Tomamos una copa de vino español, que no parece tan bueno como se dice por ahí. Después nos vamos todos a comer pupusa. Somos Susana, Carlos, un dibujante, Victoria y yo. Nos reímos mucho y parecemos entendernos. Las diferencias lingüísticas son parte del chiste, como siempre en estos casos. Victoria está desesperada por comer un chile jalapeño. Yo les explico que el mate me cae mal. Susana dice que en El Salvador hay una jarra con forma de pato, que se usa para servir bebidas. Le cuento de nuestro pingüino. Carlos y el dibujante se ríen a carcajadas de una ocurrencia relativa a las pupusas clandestinas. Todavía me sigue resultando graciosa esa palabra, así que también me río. Empieza a llover. La lluvia es persistente, pero muda. Hay olor a tierra mojada. Son las diez de la noche y ni rastros de ese San Salvador violento que, supuestamente, despierta cuando cae el sol. Volvemos por calles desoladas; Carlos nos cuenta de la guerra. Nos dice que de esa época provienen los muros, pero que los alambres de púa son nuevos, como también los carteles que prohiben entrar armas a los restaurantes. De pronto dice que miremos. En una esquina, dos patrulleros, policías, cuatro pibes con las manos contra la pared.
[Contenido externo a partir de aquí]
PR #7095, opened 2020-09-17
Hide Content Type filter when using Admin Menus Content Type feature

PiemP:
Fixes #7094 

When contentTypeId have a value means the user want to list the items of a specific content type and the ContentType filter is not necessary. I have left the possiblity to set up ContentTypeOptions from the query string.

PR #6551, opened 2020-07-01
Extensible filters for contents admin list refactor

deanmarcussen:
This replaces https://github.com/OrchardCMS/OrchardCore/pull/6249

I've refactored this to use a `IDisplayDriver<ContentOptionsViewModel` on the `ContentOptionsViewModel`.

The previous pr used the `ShapeFactory` exclusively, which worked, but was very complex, and not as easily extensible. (too much checking if a zone exists, and trying to push things around zones.

Using an `IDisplayManager<ContentOptionsViewModel>` and associated drivers, has meant no need for any extra interfaces to manage the `RouteValueCollection` on posts to the `AdminController`, as the drivers are able to handle it on `Update` 

I'll leave both prs open as I would like to review which technique is better.

Fixes #6012
Fixes #4921

PR #7299, opened 2020-10-17
Add ListContent Permission as Content Type dynamic permission

### LINKED ISSUE #7289: Add ListContent Permission to each Content Type permission
image

This would allow to decide which Content Type we want to show only owned content or not.
If the ListContent permission is set on the OrchardCore.Contents this would allow it on every Content Type (override the each Content Type permission) just like we do with the other permissions.

Skrypt:
Adds the ability to set ListContent permission on each Content Type.
The global ListContent permission is of course prioritary over these.

Closes #7289, Fixes regression from #7095, #6551

screencapture-localhost-5000-Admin-Roles-Edit-Test-2020-10-18-16_28_06


Skrypt:
Ok finally it builds. Travis acting funny today.

src/OrchardCore.Modules/OrchardCore.Contents/Controllers/AdminController.cs
```diff
@@ -176,37 +176,33 @@ public async Task<IActionResult> List(ListContentsViewModel model, PagerParamete
                 new SelectListItem() { Text = S["Delete"], Value = nameof(ContentsBulkAction.Remove) }
             };
 
-            // When using the AdminMenus ContentTypes Feature and specifying a Content Type hide the 'Content Type' filter.
```
deanmarcussen, line 179: Ok, I tried this feature added by @PiemP and you are correct it doesn't work properly.

It was supposed to only hide the `ContentType` filter when using the `AdminMenus` `ContentTypes` menu listing (i.e. the one we have by default in the Blog recipe)

But as you say it is hiding them when selected from the normal contents listing (which is bad)

Is it possible to actually make the feature @PiemP wanted to add work, or are we getting rid of it, perhaps to be implemented correctly by @PiemP at a later stage.

Rest of pr looks fine

Skrypt: Yeah I don't think this PR should fix this issue. I reverted the changes and made sure that the Content Type is selected in all cases instead. Should we prevent switching from one Content Type to an other when we display a specific list of Content Types? I'm not sure if it's necessary. The list now populates with Content Types that the user has authorization so there's no risks that it tries to list something that the user can't.

Skrypt: I changed my mind, I'm going to fix it.

Skrypt: Done

PR #7735, opened 2020-11-24
Queries documentation - Small fix to make description match code sample

NogginBox:
The description talks about a query called LatestBlogPosts, but the code sample was running a query called AllContent. These should match and I thought LatestBlogPosts was a nicer sounding query, so I kept that one.

Update: Now using actual query from blog recipe called `RecentBlogPosts`.


agriffard:
Blog recipe: `RecentBlogPosts`

PR #7745, opened 2020-11-25
Github Actions : use Chrome instead of Electron with Cypress

### LINKED ISSUE #7744: Github Actions : Use Chrome for functional tests
Capture d’écran de 2020-11-24 21-28-06

As you can see here in this screenshot we are using Electron to make our functional tests. We should probably use Chrome to avoid specific exceptions and to cover a wider range of browsers.

/cc @jptissot

Skrypt:
Fixes #7744

### DIFF
--- a/test/Functional/cypress-commands/src/test-runner.js
+++ b/test/Functional/cypress-commands/src/test-runner.js
@@ -57,7 +57,7 @@ export function e2e(dir, assembly, { appDataLocation='./App_Data', dotnetVersion
   deleteDirectory(path.join(dir, "App_Data_Tests"));
   var server = host(dir, assembly, { appDataLocation, dotnetVersion });
 
-  let test = child_process.exec("npx cypress run");
+  let test = child_process.exec("npx cypress run --browser chrome");
   test.stdout.on("data", data => {
     console.log(data);
   });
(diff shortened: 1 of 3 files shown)


test/Functional/cypress-commands/src/test-runner.js
```diff
@@ -57,7 +57,7 @@ export function e2e(dir, assembly, { appDataLocation='./App_Data', dotnetVersion
   deleteDirectory(path.join(dir, "App_Data_Tests"));
   var server = host(dir, assembly, { appDataLocation, dotnetVersion });
 
-  let test = child_process.exec("npx cypress run");
+  let test = child_process.exec("npx cypress run --browser chrome");
```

- ¿Son las maras? – pregunto.

Carlos dice que sí.
El auto pasa demasiado rápido y la escena sigue de largo. No llego a verlos bien, no podría decir si son parecidos a los pibes chorros, o si tienen esos tatuajes y esa ropa que uno ve en televisión. Pero me siento en presencia de una obra de arte, de una rareza fuera del mundo o de una leyenda desnuda, sacada de las mismas entrañas de El Salvador.

1 comentario:

Anónimo dijo...

Hoy comí ceviche,fui al museo,recorrí El Salvador,ví a los maras y me dormí pensando... que sos un buen narrador.